Sorry to read your post herbenny1 its so sad to hear of this kind of thing. They must be brain dead to do this kind of thing to other peoples cars/motorhomes. Just wish we could catch them at the time......and yes i would take the law into my own hands, sod the end result. Hope it turns out ok for you. Chris  :sad:


----------



## maingate (Sep 6, 2011)

theteapackets said:


> Is it ok to use a jetwash, I've always been worried that the joint seals might not take that kind of pressure ???



Do not use a jet washer on a coachbuilt. You are right about damaging the joint seals.

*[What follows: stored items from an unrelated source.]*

PR #147, opened 2026-02-13
Boxes can now display helpful messages from the backend.

Mackofi:
Adds new functionality to the backend, and now we can send helpful messages to be displayed inside the boxes like so:
```python
@op("Sending hello message")
def hello_msg(self, *, name: str):
    self.print(f"Hello {name}!", append=True)
```
Currently has two modes: `replace, append` (using the `append: bool` param). Replace will only show the last message on the UI, while append will keep the message before and append itself onto the end.

Also implements basic functionality covering `tqdm.tqdm` passing the progress bar tqdm gives to the frontend using the above message function. Used like this:
```python
from tqdm import tqdm
@op("Progress bar")
def progress_bar(self, *, name: str):
    with self.tqdm:
        for i in tqdm(range(10)):
            pass
```

The messages currently do not persist inside `@op(slow=True)` boxes, any help fixing that is appreciated!

(Implements https://github.com/biggraph/lynxkite-2000-enterprise/issues/170)

### DIFF
--- a/lynxkite-core/src/lynxkite_core/executors/one_by_one.py
+++ b/lynxkite-core/src/lynxkite_core/executors/one_by_one.py
@@ -2,7 +2,6 @@
 A LynxKite executor that assumes most operations operate on their input one by one.
 """
 
-import asyncio
 import contextlib
 import urllib.parse
 from .. import ops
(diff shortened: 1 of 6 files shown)


darabos (approved):
Awesome!!! Now I love everything about it except the `_cached_with_ctx()` part. But even with that I understand why it's like that and it's probably fine. Thanks a lot for making this happen! 🎉

PR #149, opened 2026-02-16
Add output_metadata and display it on the UI

### LINKED ISSUE #121: Display output count
`select count(1) from nodes` and then a "View tables" is a lot of work for the basic question of "what did we get". Let's try to make this information easily available on the UI, at least in the case where it's cheaply available on the backend. We could do it for single DataFrames and for all tables in `Bundle.dfs`. The table names can make this read really nicely: `123 nodes, 234 edges` if the two tables are `nodes` and `edges`. Let's try displaying this by the output connector.

darabos:
Resolves #121. With multiple tables it gets crowded and we will have to do something about that. But I love it already!

image

image


doragera (approved):
I like it a lot! If there are many labels on the arrow, we could also break it into 2 lines..

darabos:
So, wild story! I forgot to add `output_metadata` in `clean_input()`, so every workspace run triggered another workspace run and so on. This wasn't apparent in manual testing, but slowed things down and caused random failures in the frontend tests. So I kept fixing things in frontend tests.
- I've revived the nested directory tests.
- I've put all test workspaces in a `testing sandbox` folder.
- I've suppressed the delete confirmation popup in tests.
- I've moved the delete command into a dropdown menu.
- I've added renaming in the dropdown menu. And added tests for it.
- Since I added a modal dialog for renaming, I also hooked it up for new workspace/folder creation.
- Other small changes. 😓

darabos:
A thousand apologies if I break something with this messy PR.

PR #171, opened 2026-03-13
Progress page

darabos:
For https://github.com/lynxkite/lynxkite-2000-enterprise/issues/305.

Not connected to the backend, but I think it's useful for discussing the design.

image
image
image

Let's discuss it after GTC!


doragera:
image
image

The progress page is getting connected to the real data from the backend. The user management will be a separate issue, but for now these are the features that are working:
- list active workspaces with progress and buttons for pausing and stopping
- list running k8s deployments with replica count and last workspace that used it, but cannot change replica count from here yet

darabos:
Awesome!

You said you're considering using websockets for keeping the data fresh on these pages. You should also consider CRDT — that's what we use for workspaces. It's not perfect, but it has some advantages. You don't have to worry about dealing with initial load and updates separately. Changes triggered on the frontend are pushed to the backend through the same channel. And it would be the same tech as workspaces, so we don't need to learn two different things. (See `crdt.py` and `crdt.ts`. Because you don't need to integrate with ReactFlow it would be a fair bit simpler for you.)

lynxkite-app/src/lynxkite_app/crdt.py
```diff
@@ -280,14 +280,20 @@ async def workspace_changed(name: str, changes: list[pycrdt.MapEvent], ws_crdt:
...
     ws_simple = ws_pyd.model_copy(deep=True)
     clean_input(ws_simple)
     if ws_simple == last_known_versions.get(name):
         return
     last_known_versions[name] = ws_simple
+    # Only persist for real structural changes. Saving on every execution-state
+    # change (status, telemetry, display) would trigger the file-watcher which
+    # calls load_workspace → crdt_update, overwriting live CRDT state with stale
+    # file data and causing flickering on the progress page.
+    ws_pyd.save(pathlib.Path() / name)
```
darabos: It used to be here, so I know what's wrong with this: this way if you reposition boxes, change comments, etc, the changes are not saved. 😐 

Let's see if we can find a better way. Maybe store the contents somewhere before we write it to the file. And when the watcher sees changes, and the file matches this `last_saved` content then it can ignore the change. It would save some work too.

Or delay saving a little. Do it like `delayed_executions`, so we don't write to the file a thousand times a second. (Or combine this with the first idea?)

The watcher/`crdt_update` have other issues too. I'm making big changes there at the moment. (It doesn't handle node deletion, for example.) It shouldn't impact you because it would be best to avoid running `crdt_update` here altogether.

doragera: I have updated the code with these suggestions. Now we store contents before writing and ignore the changes when the file matches.

doragera:
Resolves https://github.com/lynxkite/lynxkite-2000-enterprise/issues/305 and https://github.com/lynxkite/lynxkite-2000-enterprise/issues/317. Before merge we should consider if some parts of these PR belongs to the enterprise repo.

darabos:
> Resolves [lynxkite/lynxkite-2000-enterprise#305](https://github.com/lynxkite/lynxkite-2000-enterprise/issues/305) and [lynxkite/lynxkite-2000-enterprise#317](https://github.com/lynxkite/lynxkite-2000-enterprise/issues/317). Before merge we should consider if some parts of these PR belongs to the enterprise repo.

Yes, I think this is as enterprise as it gets! Please create a new `lynxkite-enterprise` package in the other repo and move the backend code there. You can follow the example in https://github.com/lynxkite/lynxkite-2000-enterprise/pull/325. (Which I'm going to move to _this_ repo. 😅) Sorry for the extra work. Though I think splitting it to separate files is a good move regardless.

The frontend can stay in this repo. And you can use the same mechanism as in https://github.com/lynxkite/lynxkite-2000/pull/190 — conditionally import `lynxkite_enterprise`, then use `/api/config` to indicate to the frontend that this feature is available, in which case the frontend can display a link to it on the main page.

Thank you!

lynxkite-app/src/lynxkite_app/main.py
```diff
@@ -23,6 +25,12 @@
 except ImportError:
     assistant_router = None
 
+enterprise_backend: Any = None
+try:
+    enterprise_backend = cast(Any, importlib.import_module("lynxkite_enterprise.backend"))
```
darabos: How is the `import_module()` solution better than the simple `import lynxkite_assistant` above? Could we use the same for both optional modules?

lynxkite-app/src/lynxkite_app/crdt.py
```diff
@@ -317,13 +327,23 @@ async def lifespan(app):
     code_websocket_server = CodeWebsocketServer(auto_clean_rooms=False)
     async with ws_websocket_server:
         async with code_websocket_server:
-            yield
+            if enterprise_backend is not None:
+                async with enterprise_backend.lifespan_context(ws_websocket_server):
+                    yield
+            else:
+                yield
```
darabos, line 331: Let's hope we won't have a _third_ module that wants to set up a lifespan thing...

lynxkite-app/src/lynxkite_app/crdt.py
```diff
@@ -317,13 +327,23 @@ async def lifespan(app):
...
     print("closing websocket server")
 
 
 def delete_room(name: str):
     if name in ws_websocket_server.rooms:
         del ws_websocket_server.rooms[name]
+    if name in delayed_executions:
+        delayed_executions[name].cancel()
+        del delayed_executions[name]
+    last_known_versions.pop(name, None)
```
darabos, line 341: Nice.

darabos (commented):
LGTM! Thanks!

I can't approve it, because nominally I'm the author.

lynxkite-app/src/lynxkite_app/main.py
doragera: I changed it to `import`, but I had to add a `# ty: ignore[unresolved-import]`

darabos: > I changed it to `import`, but I had to add a `# ty: ignore[unresolved-import]`

Oh right. That's great! Thanks!

PR #175, opened 2026-03-24
Grouping fixes and selection and dimension consistency

Mackofi:
I was messing around with grouping and ungrouping boxes, and had the same workspace open on two separate windows (to simulate collaborative working) and noticed that when grouping and ungrouping boxes the selections would show on every client. Another issue that I saw was that the box width was not being properly communicated, and would stay fixed on other clients (locally it worked fine).

This PR localizes selections to each client, calculates dimensions properly, and also fixes a long-standing bug where we dealt with `extent` and `parentId` improperly (#81). Now they are correctly deleted when the group ceases to exist.

This is in preparation for the undo/redo feature as undoing a group creation would lead to the console being spammed with errors. (Mainly because of `extent` and `parentId` being set incorrectly)

### DIFF
--- a/lynxkite-app/web/src/workspace/Workspace.tsx
+++ b/lynxkite-app/web/src/workspace/Workspace.tsx
@@ -418,7 +418,6 @@ function LynxKiteFlow() {
       width: 0,
       height: 0,
       data: { title: "Group", params: {} },
-      selected: true,
     };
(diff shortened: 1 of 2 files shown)


darabos (approved):
Thanks! I hope it's the last bug in `crdt.ts`! 🤞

I use a garden hose with an adjustable nozzle that I bought for about £1 from Wilkinsons. It varies from a fine mist to a good strong (but not too strong) jet of water.


----------



## Muninn (Sep 6, 2011)

Someone above mentioned planning (sorry I'm using my phone so not easy to quote), but I think you don't need permission for anything less than 2.5m high. There's footprint area to take into account, but smaller garages fit fine. Check yer local council website, ours has a planning queries page with FAQs.

I'm trying to get my garage built ready for winter. It was an old shed I got for nowt (!), made from panels screwed onto a heavy timber frame. Needs putting on a layer of blocks to get the height right, but should be perfect. Well better than on the road anyway. Just need to make an access of the side road and chop a couple of leylandii first...


----------



## Firefox (Sep 6, 2011)

You can use a jet washer so long as you don't put it too close to the body. Obviously, the further you keep it away from the body, the less the pressure will be.

I use it all the time on mine, which admittedly is a panel van, but I do have vulnerable seals with non drying mastic under the rooflights and other areas. Clearly I am not going to hold the jet 2 inches away from the seal and blow all the mastic out ;-)  Working from a step ladder it will generally be 2 to 3 feet away and not directed at any seals. Just use common sense and you'll be fine


----------